--- Problem description ---
How many lines of these entries include the string "certainly"? State the number alone.

--- Information ---

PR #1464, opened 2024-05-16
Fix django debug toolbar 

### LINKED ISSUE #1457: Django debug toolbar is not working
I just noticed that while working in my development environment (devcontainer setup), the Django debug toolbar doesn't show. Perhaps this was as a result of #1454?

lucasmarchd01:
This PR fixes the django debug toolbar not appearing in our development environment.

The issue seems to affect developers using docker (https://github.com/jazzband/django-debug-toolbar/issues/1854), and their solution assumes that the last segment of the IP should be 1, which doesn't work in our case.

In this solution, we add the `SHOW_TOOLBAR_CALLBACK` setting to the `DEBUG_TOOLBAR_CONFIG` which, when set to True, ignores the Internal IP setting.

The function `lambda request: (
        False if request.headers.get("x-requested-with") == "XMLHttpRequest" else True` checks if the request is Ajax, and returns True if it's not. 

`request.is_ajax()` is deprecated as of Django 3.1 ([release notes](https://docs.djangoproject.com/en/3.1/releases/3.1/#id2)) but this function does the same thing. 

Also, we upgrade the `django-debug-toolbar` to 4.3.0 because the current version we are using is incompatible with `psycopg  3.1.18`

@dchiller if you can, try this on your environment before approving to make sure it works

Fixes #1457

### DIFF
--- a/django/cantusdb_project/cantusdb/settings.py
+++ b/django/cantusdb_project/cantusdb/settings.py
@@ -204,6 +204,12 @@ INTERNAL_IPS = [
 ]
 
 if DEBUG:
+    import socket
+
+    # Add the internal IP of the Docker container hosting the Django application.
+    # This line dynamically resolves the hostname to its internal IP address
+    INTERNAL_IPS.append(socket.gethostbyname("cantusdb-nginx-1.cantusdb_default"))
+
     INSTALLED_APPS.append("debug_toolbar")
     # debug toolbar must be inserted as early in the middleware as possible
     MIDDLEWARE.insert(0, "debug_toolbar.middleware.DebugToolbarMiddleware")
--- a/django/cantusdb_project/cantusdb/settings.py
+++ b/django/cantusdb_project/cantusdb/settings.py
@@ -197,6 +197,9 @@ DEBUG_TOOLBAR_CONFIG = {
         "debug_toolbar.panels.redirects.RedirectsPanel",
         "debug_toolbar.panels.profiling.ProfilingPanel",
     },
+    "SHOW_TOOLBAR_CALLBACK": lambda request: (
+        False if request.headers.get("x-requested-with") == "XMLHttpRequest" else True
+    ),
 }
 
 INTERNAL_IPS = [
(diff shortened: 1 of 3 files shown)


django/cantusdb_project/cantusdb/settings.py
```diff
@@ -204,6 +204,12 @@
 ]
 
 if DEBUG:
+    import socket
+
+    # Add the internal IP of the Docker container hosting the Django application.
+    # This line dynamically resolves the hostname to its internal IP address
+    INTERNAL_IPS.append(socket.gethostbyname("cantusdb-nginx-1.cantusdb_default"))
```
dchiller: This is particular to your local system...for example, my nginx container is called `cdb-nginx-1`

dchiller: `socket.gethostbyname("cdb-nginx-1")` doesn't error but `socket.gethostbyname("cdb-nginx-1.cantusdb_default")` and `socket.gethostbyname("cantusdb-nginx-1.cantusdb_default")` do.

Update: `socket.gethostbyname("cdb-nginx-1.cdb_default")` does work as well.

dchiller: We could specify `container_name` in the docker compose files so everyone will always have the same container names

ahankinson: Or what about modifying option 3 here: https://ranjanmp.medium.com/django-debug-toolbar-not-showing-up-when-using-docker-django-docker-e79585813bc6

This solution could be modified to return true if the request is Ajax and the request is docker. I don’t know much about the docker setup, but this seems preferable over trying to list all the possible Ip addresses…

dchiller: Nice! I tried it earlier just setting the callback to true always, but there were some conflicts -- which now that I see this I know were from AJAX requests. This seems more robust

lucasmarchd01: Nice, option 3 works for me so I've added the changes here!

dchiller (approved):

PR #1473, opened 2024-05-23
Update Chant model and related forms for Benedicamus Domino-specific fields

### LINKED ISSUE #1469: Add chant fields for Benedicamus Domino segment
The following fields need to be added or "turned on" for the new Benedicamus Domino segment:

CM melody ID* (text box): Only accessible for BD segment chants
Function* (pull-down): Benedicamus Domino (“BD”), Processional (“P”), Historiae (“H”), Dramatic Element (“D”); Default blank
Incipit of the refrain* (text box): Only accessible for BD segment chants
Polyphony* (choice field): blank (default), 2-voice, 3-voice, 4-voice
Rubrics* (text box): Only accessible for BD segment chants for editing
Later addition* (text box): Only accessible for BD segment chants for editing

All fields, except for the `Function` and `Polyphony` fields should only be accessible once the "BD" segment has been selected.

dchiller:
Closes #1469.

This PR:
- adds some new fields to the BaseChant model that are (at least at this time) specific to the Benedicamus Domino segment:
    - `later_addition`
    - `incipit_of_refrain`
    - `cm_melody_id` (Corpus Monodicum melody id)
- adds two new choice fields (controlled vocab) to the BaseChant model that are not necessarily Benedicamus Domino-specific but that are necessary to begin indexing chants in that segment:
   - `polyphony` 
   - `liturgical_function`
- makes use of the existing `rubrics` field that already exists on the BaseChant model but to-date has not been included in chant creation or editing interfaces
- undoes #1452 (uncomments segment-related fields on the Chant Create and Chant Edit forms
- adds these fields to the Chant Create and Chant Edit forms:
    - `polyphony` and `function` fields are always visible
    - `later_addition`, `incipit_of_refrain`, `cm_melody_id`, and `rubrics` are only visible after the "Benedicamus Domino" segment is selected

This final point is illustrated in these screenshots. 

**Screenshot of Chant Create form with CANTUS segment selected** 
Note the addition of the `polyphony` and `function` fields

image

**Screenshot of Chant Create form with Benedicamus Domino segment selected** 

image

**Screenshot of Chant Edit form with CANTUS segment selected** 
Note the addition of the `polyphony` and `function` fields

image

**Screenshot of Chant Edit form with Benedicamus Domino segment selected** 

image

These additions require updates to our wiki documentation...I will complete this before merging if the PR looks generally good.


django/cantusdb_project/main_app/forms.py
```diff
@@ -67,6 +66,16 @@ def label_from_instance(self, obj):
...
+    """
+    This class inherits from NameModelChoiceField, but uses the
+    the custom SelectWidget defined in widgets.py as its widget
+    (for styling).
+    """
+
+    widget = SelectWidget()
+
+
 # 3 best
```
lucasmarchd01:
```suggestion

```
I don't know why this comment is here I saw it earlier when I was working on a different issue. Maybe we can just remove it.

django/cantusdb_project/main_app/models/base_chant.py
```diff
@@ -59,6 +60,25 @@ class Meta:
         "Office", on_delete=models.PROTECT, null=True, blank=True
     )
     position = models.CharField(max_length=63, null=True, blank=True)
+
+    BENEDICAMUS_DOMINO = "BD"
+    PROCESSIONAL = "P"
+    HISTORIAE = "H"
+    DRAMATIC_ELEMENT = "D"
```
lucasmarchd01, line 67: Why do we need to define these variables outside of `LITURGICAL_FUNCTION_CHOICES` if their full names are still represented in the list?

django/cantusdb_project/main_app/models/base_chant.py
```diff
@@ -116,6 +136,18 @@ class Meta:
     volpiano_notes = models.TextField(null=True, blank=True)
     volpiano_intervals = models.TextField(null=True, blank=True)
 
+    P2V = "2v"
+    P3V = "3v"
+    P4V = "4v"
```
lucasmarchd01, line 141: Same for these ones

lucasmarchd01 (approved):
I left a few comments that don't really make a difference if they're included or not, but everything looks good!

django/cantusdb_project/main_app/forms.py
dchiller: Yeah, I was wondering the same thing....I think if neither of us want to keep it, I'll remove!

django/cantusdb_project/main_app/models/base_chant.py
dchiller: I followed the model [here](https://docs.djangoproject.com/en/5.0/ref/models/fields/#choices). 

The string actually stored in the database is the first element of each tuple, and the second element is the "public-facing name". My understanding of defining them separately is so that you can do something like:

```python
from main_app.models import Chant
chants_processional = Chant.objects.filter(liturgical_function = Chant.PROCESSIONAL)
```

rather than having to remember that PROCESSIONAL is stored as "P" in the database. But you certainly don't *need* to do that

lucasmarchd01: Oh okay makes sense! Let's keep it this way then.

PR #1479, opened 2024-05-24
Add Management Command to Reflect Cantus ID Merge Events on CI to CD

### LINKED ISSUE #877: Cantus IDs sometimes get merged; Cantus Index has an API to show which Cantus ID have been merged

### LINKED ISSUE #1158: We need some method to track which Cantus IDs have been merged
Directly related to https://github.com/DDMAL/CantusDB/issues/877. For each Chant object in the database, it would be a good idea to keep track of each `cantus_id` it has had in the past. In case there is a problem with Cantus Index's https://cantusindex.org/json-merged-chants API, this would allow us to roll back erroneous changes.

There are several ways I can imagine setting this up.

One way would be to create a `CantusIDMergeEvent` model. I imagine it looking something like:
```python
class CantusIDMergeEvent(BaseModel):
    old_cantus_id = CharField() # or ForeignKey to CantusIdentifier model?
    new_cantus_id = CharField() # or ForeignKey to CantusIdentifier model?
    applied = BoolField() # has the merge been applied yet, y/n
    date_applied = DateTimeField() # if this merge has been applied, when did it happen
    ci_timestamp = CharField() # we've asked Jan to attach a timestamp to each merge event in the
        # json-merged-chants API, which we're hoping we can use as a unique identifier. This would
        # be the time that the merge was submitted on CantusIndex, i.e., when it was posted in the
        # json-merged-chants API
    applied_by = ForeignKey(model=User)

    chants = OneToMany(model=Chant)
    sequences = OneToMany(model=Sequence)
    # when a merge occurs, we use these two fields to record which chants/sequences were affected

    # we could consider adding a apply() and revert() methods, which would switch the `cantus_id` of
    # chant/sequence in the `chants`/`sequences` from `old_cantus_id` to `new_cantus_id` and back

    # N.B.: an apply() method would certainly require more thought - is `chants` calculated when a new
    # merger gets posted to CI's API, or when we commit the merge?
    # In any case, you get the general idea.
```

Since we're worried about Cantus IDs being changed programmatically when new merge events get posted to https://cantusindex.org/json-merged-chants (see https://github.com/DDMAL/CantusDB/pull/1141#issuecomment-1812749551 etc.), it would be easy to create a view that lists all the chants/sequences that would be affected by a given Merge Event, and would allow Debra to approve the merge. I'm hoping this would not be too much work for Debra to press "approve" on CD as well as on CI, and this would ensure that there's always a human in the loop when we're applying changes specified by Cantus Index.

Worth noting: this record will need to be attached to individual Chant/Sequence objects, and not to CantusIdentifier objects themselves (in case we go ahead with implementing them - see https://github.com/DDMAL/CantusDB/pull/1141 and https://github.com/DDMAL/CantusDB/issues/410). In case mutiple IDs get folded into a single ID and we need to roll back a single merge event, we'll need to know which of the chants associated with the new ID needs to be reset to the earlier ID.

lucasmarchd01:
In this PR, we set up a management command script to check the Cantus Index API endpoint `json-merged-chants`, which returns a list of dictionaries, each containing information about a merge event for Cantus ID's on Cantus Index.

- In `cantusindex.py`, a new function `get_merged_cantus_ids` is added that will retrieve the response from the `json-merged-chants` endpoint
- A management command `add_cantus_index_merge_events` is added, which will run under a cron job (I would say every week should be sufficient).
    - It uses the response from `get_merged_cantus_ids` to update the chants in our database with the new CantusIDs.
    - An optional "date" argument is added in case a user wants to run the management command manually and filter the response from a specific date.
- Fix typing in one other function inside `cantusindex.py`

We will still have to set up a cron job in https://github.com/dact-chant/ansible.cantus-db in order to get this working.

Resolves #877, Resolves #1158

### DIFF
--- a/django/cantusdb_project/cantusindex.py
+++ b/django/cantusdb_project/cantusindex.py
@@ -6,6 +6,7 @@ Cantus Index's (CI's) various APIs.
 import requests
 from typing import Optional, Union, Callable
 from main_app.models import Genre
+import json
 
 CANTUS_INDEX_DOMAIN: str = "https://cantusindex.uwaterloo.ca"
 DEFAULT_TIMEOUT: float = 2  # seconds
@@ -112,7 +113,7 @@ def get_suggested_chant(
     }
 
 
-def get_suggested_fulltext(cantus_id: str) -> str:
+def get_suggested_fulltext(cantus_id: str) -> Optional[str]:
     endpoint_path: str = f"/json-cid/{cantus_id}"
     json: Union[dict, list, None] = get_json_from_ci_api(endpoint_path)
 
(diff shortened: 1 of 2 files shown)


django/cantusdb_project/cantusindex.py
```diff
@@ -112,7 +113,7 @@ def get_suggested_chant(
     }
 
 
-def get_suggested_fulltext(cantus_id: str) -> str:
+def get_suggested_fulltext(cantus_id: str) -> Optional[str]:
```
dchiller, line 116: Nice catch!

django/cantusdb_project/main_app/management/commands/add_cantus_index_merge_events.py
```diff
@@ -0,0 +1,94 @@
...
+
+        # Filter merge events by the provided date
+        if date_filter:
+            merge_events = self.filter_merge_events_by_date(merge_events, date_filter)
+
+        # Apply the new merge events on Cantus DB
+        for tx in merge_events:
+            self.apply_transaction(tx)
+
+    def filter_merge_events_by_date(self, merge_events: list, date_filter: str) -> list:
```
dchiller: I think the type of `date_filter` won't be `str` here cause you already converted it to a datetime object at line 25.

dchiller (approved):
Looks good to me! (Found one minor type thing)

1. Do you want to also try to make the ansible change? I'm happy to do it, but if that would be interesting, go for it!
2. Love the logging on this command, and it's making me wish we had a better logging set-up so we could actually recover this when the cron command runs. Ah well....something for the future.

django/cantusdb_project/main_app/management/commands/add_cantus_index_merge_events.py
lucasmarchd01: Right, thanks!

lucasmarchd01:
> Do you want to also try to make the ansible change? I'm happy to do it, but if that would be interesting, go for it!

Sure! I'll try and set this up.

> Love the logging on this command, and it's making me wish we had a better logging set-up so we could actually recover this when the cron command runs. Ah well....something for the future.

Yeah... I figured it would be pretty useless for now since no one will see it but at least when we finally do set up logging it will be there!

--- Response to this exercise ---
2